### LISTED RECORDS
PR #23, opened 2019-08-15
Replace illegal characters in shortname with _

ibuildthecloud:
When calculating the 8.3 filename we replace all characters
that are not [A-Z0-9_] with _

Signed-off-by: Darren Shepherd <darren@rancher.com>

### DIFF
--- a/filesystem/iso9660/finalize.go
+++ b/filesystem/iso9660/finalize.go
@@ -6,6 +6,7 @@ import (
 	"os"
 	"path"
 	"path/filepath"
+	"regexp"
 	"sort"
 	"strings"
 	"time"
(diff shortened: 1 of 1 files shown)


ibuildthecloud:
We are attempting to use this library to create cloud-init ISO files.  A cloud-init ISO has two files in it: `user-data` and `meta-data`.  When creating the ISO it would fail validating the shortname `META-DATA;1`.  This PR will replace all illegal characters in the shortname with `_` so `meta-data` becomes `META_DATA;1`.  This behavior seems conesistent with the default behavior of `genisoimage` (although, `genisoimage` will truncate to `META_DAT.;1` also.

deitch:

### WHAT YOU SHOULD DO
The response should consist of the entries, retyped exactly and in full.

### RESPONSE AREA
PR #23, opened 2019-08-15
Replace illegal characters in shortname with _

ibuildthecloud:
When calculating the 8.3 filename we replace all characters
that are not [A-Z0-9_] with _

Signed-off-by: Darren Shepherd <darren@rancher.com>

### DIFF
--- a/filesystem/iso9660/finalize.go
+++ b/filesystem/iso9660/finalize.go
@@ -6,6 +6,7 @@ import (
 	"os"
 	"path"
 	"path/filepath"
+	"regexp"
 	"sort"
 	"strings"
 	"time"
(diff shortened: 1 of 1 files shown)


ibuildthecloud:
We are attempting to use this library to create cloud-init ISO files.  A cloud-init ISO has two files in it: `user-data` and `meta-data`.  When creating the ISO it would fail validating the shortname `META-DATA;1`.  This PR will replace all illegal characters in the shortname with `_` so `meta-data` becomes `META_DATA;1`.  This behavior seems conesistent with the default behavior of `genisoimage` (although, `genisoimage` will truncate to `META_DAT.;1` also.

deitch:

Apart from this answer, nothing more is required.